In a Thursday rebuttal, Secretary of State Katie Hobbs (D) tried to poke as many holes as possible in the audit - while also trying to reassure people that ballot equipment was tested before and after the election.
Hobbs called the GOP Senate-led effort "secretive and disorganized," and claimed that they routinely failed to follow best practices for an audit.
"All credible audits are characterized by controls, access, and transparency that allow for the processes and procedures to be replicated, if necessary," reads the rebuttal. "As this report has described, the review conducted by the Senate’s contractors has consistently lacked all three of these factors."
One Republican, Maricopa County recorder Stephen Richer, joined Hobbs with a lengthy rebuttal of his own - an open letter to state Republicans casting doubt on the credentials of the auditors, while also defending his own reputation.

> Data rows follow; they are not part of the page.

PR #2969, opened 2020-12-18
Add support for deleting non-eksctl clusters

aclevername:
### Description
Related issue https://github.com/weaveworks/eksctl/issues/2812

### Checklist
- [ ] Added tests that cover your change (if possible)
- [ ] Added/modified documentation as required (such as the `README.md`, or the `userdocs` directory)
- [ ] Manually tested
- [ ] Added labels for change area (e.g. `area/nodegroup`), target version (e.g. `version/0.12.0`) and kind (e.g. `kind/improvement`)
- [ ] Make sure the title of the PR is a good description that can go into the release notes

PR #3023, opened 2021-01-04
Show progress of update

aclevername:
### Description

Show the status of the update every 20s (too frequent?)
- Lets the user see the status
- They know the cli hasn't hung

New output:
```
eksctl upgrade cluster --name jk-2 --approve
[ℹ]  eksctl version 0.36.0-dev+ce6cd153.2021-01-04T12:22:49Z
[ℹ]  using region us-west-2
[ℹ]  will upgrade cluster "jk-2" control plane from current version "1.17" to "1.18"
[ℹ]  waiting for cluster "jk-2" to be updated, current status: "InProgress"
[ℹ]  waiting for cluster "jk-2" to be updated, current status: "InProgress"
[ℹ]  waiting for cluster "jk-2" to be updated, current status: "InProgress"
[ℹ]  waiting for cluster "jk-2" to be updated, current status: "InProgress"
[ℹ]  waiting for cluster "jk-2" to be updated, current status: "InProgress"
[ℹ]  waiting for cluster "jk-2" to be updated, current status: "InProgress"
[ℹ]  waiting for cluster "jk-2" to be updated, current status: "InProgress"
[ℹ]  waiting for cluster "jk-2" to be updated, current status: "InProgress"
[ℹ]  waiting for cluster "jk-2" to be updated, current status: "InProgress"
[ℹ]  waiting for cluster "jk-2" to be updated, current status: "InProgress"
```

"I will keep fighting for conservatism, and there are many things I would do for the Republican candidate for President, but I won’t lie about the election, and I will not unjustifiably turn my back on the employees of the Board of Supervisors, Recorder’s Office, and Elections Department — my colleagues and friends," he wrote.
Since late April, contractors hired by the Republican-controlled state Senate have been reviewing all the ballots cast in Maricopa County, which President Joe Biden won en route to flipping the state, along with examining election equipment.
The process was initially supposed to take 60 days, but has stretched on well past that. Julie Fischer, a “deputy Senate liaison” for the effort, told POLITICO that the contractors’ report — the firm leading the effort is called Cyber Ninjas — is expected to be submitted to the state Senate on Monday, and a hearing will be scheduled after that.
Election officials in the state have opposed it nearly every step of the way, including Richer, Hobbs and the GOP-controlled Maricopa County Board of Supervisors. -Politico
"The only thing that has been consistent about this endeavor has been missed deadlines and having to walk back statements," said Richer at a Thursday presser, adding "Please look into it before taking whatever the Cyber Ninjas produce as gospel."